TypeScript (using the Anthropic SDK)

import Anthropic from '@anthropic-ai/sdk';

const client = new Anthropic();

// Medium effort for balanced agentic tasks const response = await client.messages.create({ model: 'claude-sonnet-4-20250514', max_tokens: 2048, effort: 'medium', messages: [ { role: 'user', content: 'Write a function to fetch and parse JSON from an API.' } ] });

console.log(response.content[0].text);

// Low effort for high-volume chat const fastResponse = await client.messages.create({ model: 'claude-sonnet-4-20250514', max_tokens: 512, effort: 'low', messages: [ { role: 'user', content: 'What is the capital of France?' } ] });

REST API (raw curl)

curl https://api.anthropic.com/v1/messages \
  -H "x-api-key: $ANTHROPIC_API_KEY" \
  -H "anthropic-version: 2023-06-01" \
  -H "content-type: application/json" \
  -d '{
    "model": "claude-sonnet-4-20250514",
    "max_tokens": 1024,
    "effort": "medium",
    "messages": [
      {"role": "user", "content": "Explain quantum computing in simple terms."}
    ]
  }'

Best Practices

  • Always set effort explicitly when using Sonnet 4.6 to avoid unexpected latency from the default high setting.
  • Start with medium for most applications—it gives the best balance of speed, cost, and quality.
  • Use low for subagents or high-volume pipelines where each call must be fast and cheap.
  • Reserve max for the hardest problems—deep mathematical proofs, complex multi-step reasoning, or tasks where you need Claude’s absolute best.
  • Combine with adaptive thinking (thinking: {type: "adaptive"}) to let Claude decide when to engage extended thinking, saving even more tokens on simple queries.
  • Monitor token usage—lower effort levels can significantly reduce your bill, especially for tool-heavy workflows where Claude makes fewer tool calls.

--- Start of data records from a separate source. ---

PR #2051, opened 2021-09-03
Add healthcheck to dockerfile

modem7:
#### Description

Add healthcheck to dockerfile

image

### DIFF
--- a/Dockerfile
+++ b/Dockerfile
@@ -40,6 +40,9 @@ RUN apk add --no-cache tzdata tini
 # copy from build image
 COPY --from=BUILD_IMAGE /app ./
 
+HEALTHCHECK --interval=30s --timeout=10s --retries=3 --start-period=10s \
+    CMD wget http://localhost:5055/api/v1/status -qO /dev/null || exit 1
+
 ENTRYPOINT [ "/sbin/tini", "--" ]
 CMD [ "yarn", "start" ]
 


TheCatLady:
I'm not sure how I feel about this..  Healthchecks can result in a lot of syslog spam, and so I kinda think that this should be opt-in (define the check yourself in your `docker run` command or Compose file) rather than opt-out (defining the check in the `Dockerfile` and forcing users to disable the checks).

modem7:
> I'm not sure how I feel about this..  Healthchecks can result in a lot of syslog spam, and so I kinda think that this should be opt-in (define the check yourself in your `docker run` command or Compose file) rather than opt-out (defining the check in the `Dockerfile` and forcing users to disable the checks).

In this particular case, wget is set to quiet and sends any logs to dev/null. There shouldn't be any spam.

TheCatLady:
Even if we disable logging from the healthcheck, there's also moby/moby#42200.

TheCatLady:
Sorry @modem7, discussed this with @sct and we aren't going to be merging this.  Anyone who wants the healthcheck should define it themselves.

Krojack:
Curl is the most commonly used command to use for healchecks via compose file and it's not even included with the image.

Salvora:
image has wget in it so, this works for a good healthcheck in compose

```yaml
    healthcheck:
      test:
        ["CMD", "wget", "--spider", "-q", "http://localhost:5055/api/v1/status"]
      start_period: 10s
      interval: 30s
      timeout: 20s
      retries: 3
```

modem7:
> image has wget in it so, this works for a good healthcheck in compose
> 
> ```yaml
>     healthcheck:
>       test:
>         ["CMD", "wget", "--spider", "-q", "http://localhost:5055/api/v1/status"]
>       start_period: 10s
>       interval: 30s
>       timeout: 20s
>       retries: 3
> ```

That's similar to what I've put in the PR:

```dockerfile
HEALTHCHECK --interval=30s --timeout=10s --retries=3 --start-period=10s \
    CMD wget http://localhost:5055/api/v1/status -qO /dev/null || exit 1
```

And for my compose:

```yaml
    healthcheck:
      test: wget http://localhost:5055/api/v1/status -qO /dev/null || exit 1
      interval: 30s
      retries: 3
```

Limitations and Considerations

  • Effort is a behavioral signal, not a strict token budget. At lower effort levels, Claude will still think on sufficiently difficult problems, but it will think less than at higher levels.
  • The xhigh level is currently only available on Claude Opus 4.7.
  • Effort affects all tokens, including tool calls. Lower effort means fewer tool calls, which may reduce the quality of multi-step agentic tasks.
  • Zero Data Retention (ZDR) is supported—data sent with effort is not stored after the API response is returned.

Key Takeaways

  • Effort lets you control token spend across text, tool calls, and thinking with a single parameter—no need to switch models.
  • Five levels (low, medium, high, xhigh, max) give you fine-grained control from fastest/cheapest to most thorough.
  • Combine with adaptive thinking for optimal efficiency—Claude decides when to think based on problem difficulty and your effort setting.
  • Always set effort explicitly with Sonnet 4.6 to avoid defaulting to high latency.
  • Start with medium for most use cases, and only go to max for the hardest problems or low for high-volume, simple tasks.